Words by Lola Carron
Edited by Valerie Aitova
London Fashion Week has always been a site of creative rebellion – a place where new names aren’t just introduced, they’re ignited. While the marquee names may set the tone, it’s the next generation that rewrites the future. And this season, they did so with texture, intimacy, and transformation. These were the shows you didn’t scroll past. You felt them in your bones.
Octi Ransom doesn’t just make jewellery. She preserves it. Her SS26 collection is a meditation on geological time, cast in metal, set in stone, and rooted in a type of stillness that vibrates. Inspired by the rocks of the Jurassic Coast, Octi’s new body of work turns natural textures into relics of the now: bitter melons as mountain ranges, water ripples as wood grain, fossils reborn as necklaces.

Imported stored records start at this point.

PR #803, opened 2018-03-02
Implemented Eager Version of the Complementary Color Prediction

jamesmtchou:
Updated the Complementary Color Prediction model to use the Eager Mode.

---
This change is [Reviewable](https://reviewable.io/reviews/pair-code/deeplearnjs/803)


demos/complementary-color-prediction-eager/complementary-color-prediction-eager.ts
```diff
@@ -0,0 +1,415 @@
...
+    return dl.tidy(() => {
+      let cost: dl.Scalar = dl.scalar(0);
+      const { input, target } = this.data;
+      const lastBatchIndex = input.length - this.batchSize;
+      for (let i = 0; i <= lastBatchIndex; i += this.batchSize) {
+        const batchData = {
+          input: input.slice(i, i + this.batchSize),
+          target: target.slice(i, i + this.batchSize),
+        };
+        if (shouldFetchCost) {
```
pankajvishwani: I think, it should be the following:
```
      const batchCost = this.train1Batch(batchData, shouldFetchCost);
      if(shouldFetchCost){
        cost = cost.add(batchCost);
      }
```
Otherwise train1Batch will only be called when shouldFetchCost is set to true.

pankajvishwani: I think, it should be the following:
```
      const batchCost = this.train1Batch(batchData, shouldFetchCost);
      if(shouldFetchCost){
        cost = cost.add(batchCost);
      }
```
Otherwise train1Batch will only be called when shouldFetchCost is set to true.

pankajvishwani:
Can you also add code to serialize/de-serialize weights and biases? Something like this:
```
	serializeWeights(){
		const result = [];
		this.weights.forEach(t => {
			result.push({shape: t.shape, data: Array.prototype.slice.call(t.dataSync())});
		});
		return result;
	}

	serializeBiases(){
		const result = [];
		this.biases.forEach(v => {
			result.push(Array.prototype.slice.call(v.dataSync()));
		});
		return result;
	}

```

rwieruch:
Thanks for working on this PR. I guess it will help lots of people to update their NNs written with deeplearn.js from an older version 👍

dsmilkov:
Thanks for the great PR. We are in the process of modularizing and moving demos/examples out of the main repo. In this process, we want to reduce the number of demos that we maintain, and enable the community to share their demos more easily. We encourage you to take this code and make a new github repo for it. Feel free to post a link of that new repo here on this issue and we'll keep track of that for the future. Thank you!

rwieruch:
@dsmilkov do I understand correctly that you want to hand over the example projects to the community? It would be great to have at least one example/tutorial though for people to learn about the status quo usage of deeplearn.js. I would love to migrate my projects ([0](https://github.com/javascript-machine-learning/mnist-neural-network-deeplearnjs), [1](https://github.com/javascript-machine-learning/color-accessibility-neural-network-deeplearnjs)) to the recent version, but still waiting for a best practice approach which demonstrates the eager mode.

dsmilkov:
We are definitely going to have our own examples and tutorials. We are currently in a flux state where we are in the process of (re)writing several of our examples and tutorials that we will host in another repo and will remove the `demos/` folder from this repo. The new examples/demos will have more of an educational focus. Stay tuned!

dsmilkov:
Hi,

The team had some discussion and we decided to keep the number of [examples](https://github.com/tensorflow/tfjs-examples) small, so that it is easier to maintain. We would love to see this in an [Observable notebook](https://beta.observablehq.com/) and happy to provide guidance while moving the code there. We are also happy to see it use the higher-level [Layers API](https://github.com/tensorflow/tfjs-layers).

jamesmtchou:
@dsmilkov Yes! Will be glad to migrate the code to observable notebook & Layers API (<- very excited about this; major pain point while using eager mode) and this thread when that's done.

Presented as a sensory world of three climate-controlled islands, her LFW debut felt more like an earth-bound odyssey than a product launch. Each island – Jurassic, Forest, Desert – came scented (Courtesy of Malin + Goetz), lit, and styled to reflect the collection’s elemental themes. At the centre of it all? Oversized ears, carved by Lucy Page, hung like alien relics beside chains and pendants that shimmered like wet rock.
“Texture is a big part of my practice.” That logic plays out beautifully in the show’s companion film, where tiny human figures navigate jewellery as if it were landscape: crawling across silver terrain, ducking under engraved earrings like ancient arches.

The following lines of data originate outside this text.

PR #809, opened 2018-03-04
Introduce flatmap, using a queue; don't use queues for map, filter, or batch.

davidsoergel:
This change is [Reviewable](https://reviewable.io/reviews/pair-code/deeplearnjs/809)


davidsoergel:
Abandoning per #873.

PR #810, opened 2018-03-04
Streaming parser for IDX files (the native format of MNIST), and associated IDXDataset.

davidsoergel:
This change is [Reviewable](https://reviewable.io/reviews/pair-code/deeplearnjs/810)


davidsoergel:
Abandoning per #873.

Octi is for the wearer who doesn’t want jewellery that just glints. They want jewellery that tells stories – slow, geological ones.
With a title like Silent Engravings, you expect delicacy. What Alisa Dudaj delivers is closer to incision. Her SS26 collection, rooted in Albanian craft traditions and made tactile through wool, embroidery, and wet felting, proves that silence is a strength. The show whispered, but it never wavered.

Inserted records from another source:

PR #821, opened 2018-03-07
Remove deprecated API

dsmilkov:
Remove:
 - math
 - static methods on Tensor
 - add `normalized` to dl.multinomial() and expose to the end user
 - error if f passed in tidy() returns a Promise.

This change is [Reviewable](https://reviewable.io/reviews/pair-code/deeplearnjs/821)


nsthorat:
:lgtm_strong:

---

Review status: 0 of 21 files reviewed at latest revision, all discussions resolved, some commit checks failed.

---

*[src/tensor.ts, line 297 at r1](https://beta.reviewable.io/reviews/pair-code/deeplearnjs/821#-L70Ai96DAMjQXRvlXWV:-L70Ai96DAMjQXRvlXWW:b-njcnm7) ([raw file](https://github.com/pair-code/deeplearnjs/blob/fc9965a5327ec3ed3a4e77783adaf271901126fc/src/tensor.ts#L297)):*
> ```XML
>   get(...locs: number[]) {
>     this.throwIfDisposed();
>     return this.buffer().get(...locs);
> ```

just to be clear, we're relying on dataSync() caching locally and buffer() being a cheap wrapper, right?

---


*Comments from [Reviewable](https://beta.reviewable.io/reviews/pair-code/deeplearnjs/821#-:-L70B9i94ru8bpmuocPz:b-jbsf8z)*

dsmilkov:
Review status: 0 of 34 files reviewed at latest revision, 1 unresolved discussion, some commit checks pending.

---

*[src/tensor.ts, line 297 at r1](https://reviewable.io:443/reviews/pair-code/deeplearnjs/821#-L70Ai96DAMjQXRvlXWV:-L70GaLggKCObIcT-kLa:b-gxgs4y) ([raw file](https://github.com/pair-code/deeplearnjs/blob/fc9965a5327ec3ed3a4e77783adaf271901126fc/src/tensor.ts#L297)):*

just to be clear, we're relying on dataSync() caching locally and buffer() being a cheap wrapper, right?
</blockquote></details>

That's what I expected, but found out that buffer() is not that cheap, so keeping the old implementation.

---


*Comments from [Reviewable](https://reviewable.io:443/reviews/pair-code/deeplearnjs/821)*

Inspired by her great-grandfather’s straw artworks – thousands of slivers hand-laid into mesmerising patterns – the collection favoured restraint over bravado. Clean lines. Structured silhouettes. Subtle embellishment that you could miss if you blinked too fast. But it’s that restraint that made it so haunting.

“Craft doesn’t need to speak loudly to be remembered,” Dudaj explained. Silent Engravings speaks of heritage through fabric rather than flags. It was a welcome pause in a week of sonic spectacle – an invitation to look closer, feel more.
Jenn Lee doesn’t do half-measures. Celebrating ten years in fashion, the Taiwanese designer transformed Village Underground into a gothic temple of sensual rebellion. Think pleated qipaos, unusual accessories reimagined as jewellery, and cracked red lips. It was dark. It was seductive. It was unforgettable.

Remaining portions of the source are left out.